Could the entries below be retyped exactly and in full?

## Extracted entries
◇ ◇ ◇ ◇ ◇ ◇ ◇

PR #691, opened 2024-06-21
Update AM-SAMPLE-Archive

Samueru-sama:
Alright I think this is what you wanted. 

I noticed you didn't remove the check for a deb file in the updater. 

You are very lucky that the `if [ -d ./tmp/* ]` fails when there is a directory **and** multiple files, it only goes  thru when there is a lone directory. 

Edit: Also I changed the check fora tar file to this `[ -e ./*tar.* ]` with a dot that way we avoid a possible false positive.

### DIFF
--- a/templates/AM-SAMPLE-Archive
+++ b/templates/AM-SAMPLE-Archive
@@ -15,10 +15,10 @@ chmod a+x "/opt/$APP/remove"
 version=$(FUNCTION)
 wget "$version" || exit 1
 [ -e ./*7z ] && 7z x ./*7z && rm -f ./*7z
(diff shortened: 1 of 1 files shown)


ivan-hc:
> I noticed you didn't remove the check for a deb file in the updater.

:eyes: I hadn't noticed. Thanks!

◇ ◇ ◇ ◇ ◇ ◇ ◇

## Output of the task
PR #691, opened 2024-06-21
Update AM-SAMPLE-Archive

Samueru-sama:
Alright I think this is what you wanted. 

I noticed you didn't remove the check for a deb file in the updater. 

You are very lucky that the `if [ -d ./tmp/* ]` fails when there is a directory **and** multiple files, it only goes  thru when there is a lone directory. 

Edit: Also I changed the check fora tar file to this `[ -e ./*tar.* ]` with a dot that way we avoid a possible false positive.

### DIFF
--- a/templates/AM-SAMPLE-Archive
+++ b/templates/AM-SAMPLE-Archive
@@ -15,10 +15,10 @@ chmod a+x "/opt/$APP/remove"
 version=$(FUNCTION)
 wget "$version" || exit 1
 [ -e ./*7z ] && 7z x ./*7z && rm -f ./*7z
(diff shortened: 1 of 1 files shown)


ivan-hc:
> I noticed you didn't remove the check for a deb file in the updater.

:eyes: I hadn't noticed. Thanks!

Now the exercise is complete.